- Opening Delimiter -
PR #1756, opened 2023-04-19
Added PR report cron job

Bullrich:
This PR opens a cron job that uses the [paritytech/stale-pr-finder](https://github.com/paritytech/stale-pr-finder) action.

It will run every Tuesday at 7AM UTC (9 AM Germany)

You can also manually run this action by going to https://github.com/paritytech/ink/actions/workflows/pr-notifier.yml

It will fetch PRs from the repositories:
- ink
- cargo-contract
- substrate-contracts-node
- contracts-ui
- ink-docs
- smart-bench
- ink-waterfall
- ink-playground
- nft-marketplace-demo
- pallet-contracts-xcm
- link
- ink-examples

It will only fetch PRs that don't have any reviews (comments don't count).

It will organize them by oldest, and fetch only the first 8 issues and will format them with the format:
`- [(title)]((url)) | (daysStale) days with no review`

In the case that there a no PRs found, it will post the message:
> We have no Pull Requests waiting for reviews.
>
> **Good job everyone!**

I have added a lot of comments to the `yml` file so it is easy to configure if you need to add an extra repository

---

I also created a python script to combine and produce the output because I was having problems with `jq`.

First of all, the `jq` command was becoming way to long and impossible to understand, and second, the length of the array is so long that GitHub fails to use it as a variable, so by having a file that handles all of it in it, we overcome that issue.

And I belive it's more readable than a `jq` bash command:
```bash
jq -r '. | sort_by(.daysStale) | reverse[:8]| to_entries | .[] | "\(.key). [\(.value.title)](\(.value.url)) | \(.value.daysStale) days with no reviews"'
```

So, everything the python script does is:
1. combines all of the jsons in `outputs/*.json`
2. orders all the outputs based on the parameter `daysStale`
3. reverses the list
4. counts the amount of elements and generates an output
5. limits the list to the given number (15 in this PR)
6. formats the strings with the given template (the for loop above)
7. pushes the result as a summary and an output for another github action to use

---

I also limited stale-issues-finder to work with a top of 3 parallel jobs.

This will help with the case where too many jobs are running at the same time and timing out the GitHub API

### DIFF
--- a/.github/scripts/combine-pr.py
+++ b/.github/scripts/combine-pr.py
@@ -1,0 +1,59 @@
+import uuid
+import json
+import glob
+import sys
+import os
+
+
+def set_output(name, value):
+    with open(os.environ['GITHUB_OUTPUT'], 'a') as fh:
+        print(f'{name}={value}', file=fh)
+
+
+def set_multiline_output(name, value):
+    with open(os.environ['GITHUB_OUTPUT'], 'a') as fh:
+        delimiter = uuid.uuid1()
+        print(f'{name}<<{delimiter}', file=fh)
+        print(value, file=fh)
+        print(delimiter, file=fh)
+
+
+if len(sys.argv) > 1:
+    limit = int(sys.argv[1])
+else:
+    limit = 999
+
+result = []
+for f in glob.glob("outputs/*.json"):
+    with open(f, "r") as infile:
+        result += json.load(infile)
+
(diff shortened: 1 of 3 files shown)


Bullrich:
Hi @cmichi!

This is how the message would look like:
image

If you are satisfied with it, please let me know and I'll remove the test step so it is ready to merge.

cmichi (approved):
Thank you, Javier!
- Closing Delimiter -
■ **WHAT TO WORK ON**: The reply should hold only the lines of the listing above starting at the line containing "3. reverses the list" and ending at the line containing "6. formats the", exactly as written.

■ **PROBLEM SOLUTION**:
3. reverses the list
4. counts the amount of elements and generates an output
5. limits the list to the given number (15 in this PR)
6. formats the strings with the given template (the for loop above)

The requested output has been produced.